■ Instructions for the task ■
Would you retype all of these records exactly?

■ Provided material ■
PR #169, opened 2019-11-27
Issue #159 welcome email

### LINKED ISSUE #159: updating user can cause welcome mail to be resent
## Problem description

In certain cases when user details are updated, a welcome email gets sent.  Currently this is independent of when the user's `email` field is set, and instead actually dependent on voting preferences and constituency:

https://github.com/swapmyvote/swapmyvote/blob/00b0b176fa6d69b6ab4752c953952a6a29ab326c/app/models/user.rb#L16

https://github.com/swapmyvote/swapmyvote/blob/00b0b176fa6d69b6ab4752c953952a6a29ab326c/app/models/user.rb#L148-L158

We discovered this welcome email code accidentally got triggered while running the `user.update!` in the migration in #143 which populates the `constituency_ons_id` column:

https://github.com/swapmyvote/swapmyvote/pull/143/files#diff-7b8b7e2dcd0b9eafdeccff6b739a1d3eR10

This is because that PR changes the `ready_to_swap?` method to check `constituency_ons_id` rather than `constituency_id`.  So any existing users which have `constituency_id` set but not `constituency_ons_id` prior to the migration would get the latter set by the migration, and that would trigger the email.

## Proposed solution

The `ready_to_swap?` method is a bit of a misnomer as can be seen by its code.  Also it makes more sense to send the welcome email as soon as we get an address, regardless of whether we know their voting preferences or constituency - the latter is not guaranteed, e.g. due to #36.  So @baob and I discussed and think that a more robust approach is:

- Ditch `ready_to_swap?` method.
- Add a new `SentEmail` model which `belongs_to :user` and has a `template` column.
- Every time a welcome email is sent, append a row to this table with the `template` field set to `welcome_email` tracking the delivery.  (Later we can track deliver other emails if we want)
- Replace

https://github.com/swapmyvote/swapmyvote/blob/00b0b176fa6d69b6ab4752c953952a6a29ab326c/app/models/user.rb#L16

with (caution: untested code!)

    after_save :send_welcome_email, if: needs_welcome_email?

    ...

    def needs_welcome_email?
      return !email.blank? && SentEmail.find_by(user: self, template: 'welcome_email')
    end

to ensure that the welcome is only sent to users once, as soon as we have an email for them.

baob:
Closes #159.

### DIFF
--- a/spec/models/sent_email_spec.rb
+++ b/spec/models/sent_email_spec.rb
@@ -1,0 +1,6 @@
+require "rails_helper"
+
+RSpec.describe SentEmail, type: :model do
+  specify { expect(subject).to respond_to(:user)}
+  specify { expect(subject).to respond_to(:template)}
+end
--- a/spec/models/user_spec.rb
+++ b/spec/models/user_spec.rb
@@ -161,33 +161,59 @@ RSpec.describe User, type: :model do
     end
   end
 
-  describe "#send_welcome_email" do
-    let(:an_email) { double(:an_email)}
-    before do
-      allow(an_email).to receive(:deliver_now)
-      allow(UserMailer).to receive(:welcome_email).and_return(an_email)
-      subject.save!
-    end
-
+  describe "#send_welcome_email (after_save callback)" do
     context "when the user does NOT have an email address"  do
-      it "does not send an email" do
-        expect(UserMailer).not_to receive(:welcome_email)
-        subject.send_welcome_email
+      before do
+        subject.update(email: nil)
+        subject.save!
       end
 
-      specify { expect { subject.send_welcome_email }.not_to change(subject, :needs_welcome_email?).from(false) }
+      specify "#save does NOT call #send_welcome_email" do
+        is_expected.not_to receive(:send_welcome_email)
+        subject.sent_emails.clear
+        subject.save!
+      end
     end
 
     context "when the user DOES have an email address"  do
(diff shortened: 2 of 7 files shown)


spec/models/user_spec.rb
```diff
@@ -158,4 +155,60 @@
...
+        context "when NO previous welcome emails have been sent" do
+          before { subject.sent_emails.clear }
+
+          it "sends an email" do
+            expect(an_email).to receive(:deliver_now)
+            expect(UserMailer).to receive(:welcome_email).with(subject).and_return(an_email)
+            subject.save!
+          end
+
+          specify { expect { subject.save! }.to change(subject, :needs_welcome_email?).from(true).to(false) }
```
aspiers: Again Hound and rubocop should be moaning about long lines here?

baob: That one is not long enough to trigger the rule ... do you want to (separately, maybe) amend  the rule ?

aspiers: Nah, wait until #172 for that.

spec/models/sent_email_spec.rb
```diff
@@ -0,0 +1,6 @@
+require "rails_helper"
+
+RSpec.describe SentEmail, type: :model do
+  specify { expect(subject).to respond_to(:user)}
```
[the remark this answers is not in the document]
aspiers: Answered in #172.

■ Result ■
PR #169, opened 2019-11-27
Issue #159 welcome email

### LINKED ISSUE #159: updating user can cause welcome mail to be resent
## Problem description

In certain cases when user details are updated, a welcome email gets sent.  Currently this is independent of when the user's `email` field is set, and instead actually dependent on voting preferences and constituency:

https://github.com/swapmyvote/swapmyvote/blob/00b0b176fa6d69b6ab4752c953952a6a29ab326c/app/models/user.rb#L16

https://github.com/swapmyvote/swapmyvote/blob/00b0b176fa6d69b6ab4752c953952a6a29ab326c/app/models/user.rb#L148-L158

We discovered this welcome email code accidentally got triggered while running the `user.update!` in the migration in #143 which populates the `constituency_ons_id` column:

https://github.com/swapmyvote/swapmyvote/pull/143/files#diff-7b8b7e2dcd0b9eafdeccff6b739a1d3eR10

This is because that PR changes the `ready_to_swap?` method to check `constituency_ons_id` rather than `constituency_id`.  So any existing users which have `constituency_id` set but not `constituency_ons_id` prior to the migration would get the latter set by the migration, and that would trigger the email.

## Proposed solution

The `ready_to_swap?` method is a bit of a misnomer as can be seen by its code.  Also it makes more sense to send the welcome email as soon as we get an address, regardless of whether we know their voting preferences or constituency - the latter is not guaranteed, e.g. due to #36.  So @baob and I discussed and think that a more robust approach is:

- Ditch `ready_to_swap?` method.
- Add a new `SentEmail` model which `belongs_to :user` and has a `template` column.
- Every time a welcome email is sent, append a row to this table with the `template` field set to `welcome_email` tracking the delivery.  (Later we can track deliver other emails if we want)
- Replace

https://github.com/swapmyvote/swapmyvote/blob/00b0b176fa6d69b6ab4752c953952a6a29ab326c/app/models/user.rb#L16

with (caution: untested code!)

    after_save :send_welcome_email, if: needs_welcome_email?

    ...

    def needs_welcome_email?
      return !email.blank? && SentEmail.find_by(user: self, template: 'welcome_email')
    end

to ensure that the welcome is only sent to users once, as soon as we have an email for them.

baob:
Closes #159.

### DIFF
--- a/spec/models/sent_email_spec.rb
+++ b/spec/models/sent_email_spec.rb
@@ -1,0 +1,6 @@
+require "rails_helper"
+
+RSpec.describe SentEmail, type: :model do
+  specify { expect(subject).to respond_to(:user)}
+  specify { expect(subject).to respond_to(:template)}
+end
--- a/spec/models/user_spec.rb
+++ b/spec/models/user_spec.rb
@@ -161,33 +161,59 @@ RSpec.describe User, type: :model do
     end
   end
 
-  describe "#send_welcome_email" do
-    let(:an_email) { double(:an_email)}
-    before do
-      allow(an_email).to receive(:deliver_now)
-      allow(UserMailer).to receive(:welcome_email).and_return(an_email)
-      subject.save!
-    end
-
+  describe "#send_welcome_email (after_save callback)" do
     context "when the user does NOT have an email address"  do
-      it "does not send an email" do
-        expect(UserMailer).not_to receive(:welcome_email)
-        subject.send_welcome_email
+      before do
+        subject.update(email: nil)
+        subject.save!
       end
 
-      specify { expect { subject.send_welcome_email }.not_to change(subject, :needs_welcome_email?).from(false) }
+      specify "#save does NOT call #send_welcome_email" do
+        is_expected.not_to receive(:send_welcome_email)
+        subject.sent_emails.clear
+        subject.save!
+      end
     end
 
     context "when the user DOES have an email address"  do
(diff shortened: 2 of 7 files shown)


spec/models/user_spec.rb
```diff
@@ -158,4 +155,60 @@
...
+        context "when NO previous welcome emails have been sent" do
+          before { subject.sent_emails.clear }
+
+          it "sends an email" do
+            expect(an_email).to receive(:deliver_now)
+            expect(UserMailer).to receive(:welcome_email).with(subject).and_return(an_email)
+            subject.save!
+          end
+
+          specify { expect { subject.save! }.to change(subject, :needs_welcome_email?).from(true).to(false) }
```
aspiers: Again Hound and rubocop should be moaning about long lines here?

baob: That one is not long enough to trigger the rule ... do you want to (separately, maybe) amend  the rule ?

aspiers: Nah, wait until #172 for that.

spec/models/sent_email_spec.rb
```diff
@@ -0,0 +1,6 @@
+require "rails_helper"
+
+RSpec.describe SentEmail, type: :model do
+  specify { expect(subject).to respond_to(:user)}
```
[the remark this answers is not in the document]
aspiers: Answered in #172.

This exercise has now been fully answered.